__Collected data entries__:

■ ■ ■

PR #6106, opened 2026-05-07
feat(core): Extract text from children of touched components for breadcrumb labels

### LINKED ISSUE #6097: Extract text children from touchable components for breadcrumb labels
Walk `props.children` at runtime to extract text content from touched components. This is the only option that catches dynamic text like `<Text>{t('save')}</Text>`.

Rough approach:

* Walk `memoizedProps.children` up to depth 2
* If children are strings or `<Text>` with string children, use as label fallback (after sentry-label, accessibilityLabel, testID)
* Cap string length (e.g. 64 chars)

**Must be gated on replay masking settings.** If `maskAllText` is enabled, extracting text children into breadcrumbs would leak content the user asked us to mask. Options:

* Gate on masking setting (don't extract when masking is on)
* Require opt-in via a `TouchEventBoundary` prop (e.g. `extractTextChildren: true`, default off)
* Both

**Scope:** `touchevents.tsx` — child walk logic + masking gate + tests.

antonis:
- [ ] Bugfix
- [x] New feature
- [ ] Enhancement
- [ ] Refactoring

## :scroll: Description

Walks the React fiber tree downward (`child`/`sibling` pointers) to extract text content from children of touched components. This text is used as a **lowest-priority label fallback** when no explicit label (`sentry-label`, custom `labelKey`) is set.

For example, a button like:
```jsx
<TouchableOpacity onPress={save}>
  <Text>Save workout</Text>
</TouchableOpacity>
```
will now produce a breadcrumb with label `"Save workout"` instead of just `"TouchableOpacity"`.

### Masking behavior

- **When `maskAllText` is enabled (the default for replay users):** text extraction is automatically disabled to avoid leaking masked content via breadcrumbs. No behavior change for these users.
- **When `maskAllText` is explicitly `false`:** text extraction is enabled.
- **When MobileReplay integration is not installed:** text extraction is enabled. **This is a behavior change** — users without replay will now see text labels in their touch breadcrumbs where previously they only saw component names. This can surface new data in breadcrumbs (component text content). Users can opt out via `extractTextFromChildren: false` on `TouchEventBoundary`.
- **Per-view `Sentry.Mask` boundaries are respected:** text inside `<Sentry.Mask>` is never extracted.

### Safety limits

- Max text length: 64 characters (truncated with `...`)
- Max depth: 3 levels of child traversal
- Max siblings: 5 per level (prevents runaway traversal in long lists)

### New prop

`extractTextFromChildren` (default `true`) — set to `false` to opt out entirely.

### Label priority (lowest to highest)

1. Extracted text children ← **new**
2. Custom `labelKey` prop value
3. `sentry-label` prop

Touch breadcrumbs currently produce unhelpful labels like `"Touch event within element: View"` which makes Session Replay AI summaries and issue debugging less useful. This change automatically extracts meaningful labels from component text content.

Closes https://github.com/getsentry/sentry-react-native/issues/6097

- 11 new unit tests covering: basic extraction, nested children, siblings, truncation, masking gate (`maskAllText: true`, `false`, undefined), `Sentry.Mask` boundary, priority over extracted text, `extractTextFromChildren: false` opt-out, raw text fiber nodes, integration without options
- All 31 touchevents tests pass
- Type check passes (no new TS errors)
- Lint passes (0 warnings, 0 errors)

## :pencil: Checklist
- [x] I updated the docs if needed https://github.com/getsentry/sentry-docs/pull/17665
- [x] All tests passing
- [x] No breaking changes


antonis:
@sentry review

antonis:
@cursor review

packages/core/src/js/touchevents.tsx
```diff
@@ -391,6 +433,47 @@ function getSpanAttributes(currentInst: ElementInstance): Record<string, SpanAtt
...
+  depth: number,
+  siblingIndex: number = 0,
+): void {
+  if (!inst || depth > MAX_TEXT_EXTRACTION_DEPTH || siblingIndex >= MAX_SIBLINGS_TO_VISIT) {
+    return;
+  }
+
+  if (inst.elementType?.name === MASK_COMPONENT_NAME || inst.elementType?.displayName === MASK_COMPONENT_NAME) {
+    return;
+  }
```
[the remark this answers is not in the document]
antonis: Good catch! Fixed in 142085ae — we now recurse into `inst.sibling` before returning when hitting a Mask boundary. Added a test covering this case.

CHANGELOG.md
```diff
@@ -19,6 +19,7 @@
 ### Features
 
 - Use `accessibilityLabel`, `aria-label`, and `testID` as fallback labels for touch breadcrumbs when `sentry-label` is not set ([#6103](https://github.com/getsentry/sentry-react-native/pull/6103))
+- Extract text content from children of touched components as a label fallback for touch breadcrumbs ([#6106](https://github.com/getsentry/sentry-react-native/pull/6106))
```
antonis: Fixed with 92517ae3a5d38f98bdcc2bda7ba26776029fa2b8

packages/core/src/js/touchevents.tsx
```diff
@@ -410,6 +450,49 @@ function getSpanAttributes(currentInst: ElementInstance): Record<string, SpanAtt
...
+
+  const props = inst.memoizedProps;
+  if (typeof props === 'string') {
+    parts.push(props);
+  } else if (typeof props?.children === 'string') {
+    parts.push(props.children);
+  }
+
+  collectTextFromFiber(inst.child, parts, depth + 1, 0);
+  collectTextFromFiber(inst.sibling, parts, depth, siblingIndex + 1);
```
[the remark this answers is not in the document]
antonis: Valid catch. In production RN fiber trees, `<Text>Hello</Text>` has both `memoizedProps.children = 'Hello'` on the Text fiber and a child HostText fiber with `memoizedProps = 'Hello'`. Fixed in f14d1f93 — now we skip child recursion when `props.children` is already a string, and added a test modeling the real fiber structure.

packages/core/test/touchevents.test.tsx
```diff
@@ -903,4 +903,427 @@ describe('TouchEventBoundary._onTouchStart', () => {
...
+          },
+        },
+      };
+
+      // @ts-expect-error Calling private member
+      boundary._onTouchStart(event);
+
+      expect(addBreadcrumb).toHaveBeenCalledWith(
+        expect.objectContaining({
+          message: 'Touch event within element: Save workout',
```
lucas-zimerman: Test says `does not extract text when MobileReplay integration has no options property` but it seems like it extracted the text `save workout`?

packages/core/src/js/touchevents.tsx
```diff
@@ -280,6 +301,24 @@ class TouchEventBoundary extends React.Component<TouchEventBoundaryProps> {
...
+  private _shouldExtractText(): boolean {
+    if (!this.props.extractTextFromChildren) {
+      return false;
+    }
+    const client = getClient();
+    if (!client) {
+      return true;
+    }
+    const replayIntegration = client.getIntegrationByName(MOBILE_REPLAY_INTEGRATION_NAME);
+    if (replayIntegration && 'options' in replayIntegration) {
```
lucas-zimerman: What if options is not set here? does it mean it will always extract it?

packages/core/src/js/touchevents.tsx
```diff
@@ -70,6 +72,15 @@ export type TouchEventBoundaryProps = {
...
   rageTapTimeWindow?: number;
+  /**
+   * Extract text content from children of touched components as a label fallback.
+   * Automatically disabled when Session Replay's `maskAllText` is enabled (the default)
+   * to avoid leaking masked content via breadcrumbs. Set `maskAllText: false` in your
+   * `mobileReplayIntegration` config to enable text extraction.
+   * Per-view `Sentry.Mask` boundaries are also respected.
+   * Set to `false` to opt out of text extraction entirely.
+   */
+  extractTextFromChildren?: boolean;
```
lucas-zimerman, line 84: Might be verbose, but worth adding a `@default` mentioning to see the above description for the default value

lucas-zimerman:
Would it be possible to add a depth limit & sibling limit test?

packages/core/test/touchevents.test.tsx
antonis: Good catch Lucas 👍 Updated with 2c4692048b74874deb4536e695b37b4a9bb56754

packages/core/src/js/touchevents.tsx
antonis: Fixed with  2c4692048b74874deb4536e695b37b4a9bb56754

packages/core/src/js/touchevents.tsx
antonis: Added with 2c4692048b74874deb4536e695b37b4a9bb56754

antonis:
> Would it be possible to add a depth limit & sibling limit test?

Good idea 👍 Added with 6fdacc4b9f2bc8462ab09a21d08426f81eeab0cd

lucas-zimerman (approved):
LGTM!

■ ■ ■

__Aim of the task__: Retype exactly the lines of the data above that fall between the line with "- Max siblings: 5" and the line with "## :pencil: Checklist", inclusive, and add nothing.

__Result of the exercise__:
- Max siblings: 5 per level (prevents runaway traversal in long lists)

### New prop

`extractTextFromChildren` (default `true`) — set to `false` to opt out entirely.

### Label priority (lowest to highest)

1. Extracted text children ← **new**
2. Custom `labelKey` prop value
3. `sentry-label` prop

Touch breadcrumbs currently produce unhelpful labels like `"Touch event within element: View"` which makes Session Replay AI summaries and issue debugging less useful. This change automatically extracts meaningful labels from component text content.

Closes https://github.com/getsentry/sentry-react-native/issues/6097

- 11 new unit tests covering: basic extraction, nested children, siblings, truncation, masking gate (`maskAllText: true`, `false`, undefined), `Sentry.Mask` boundary, priority over extracted text, `extractTextFromChildren: false` opt-out, raw text fiber nodes, integration without options
- All 31 touchevents tests pass
- Type check passes (no new TS errors)
- Lint passes (0 warnings, 0 errors)

## :pencil: Checklist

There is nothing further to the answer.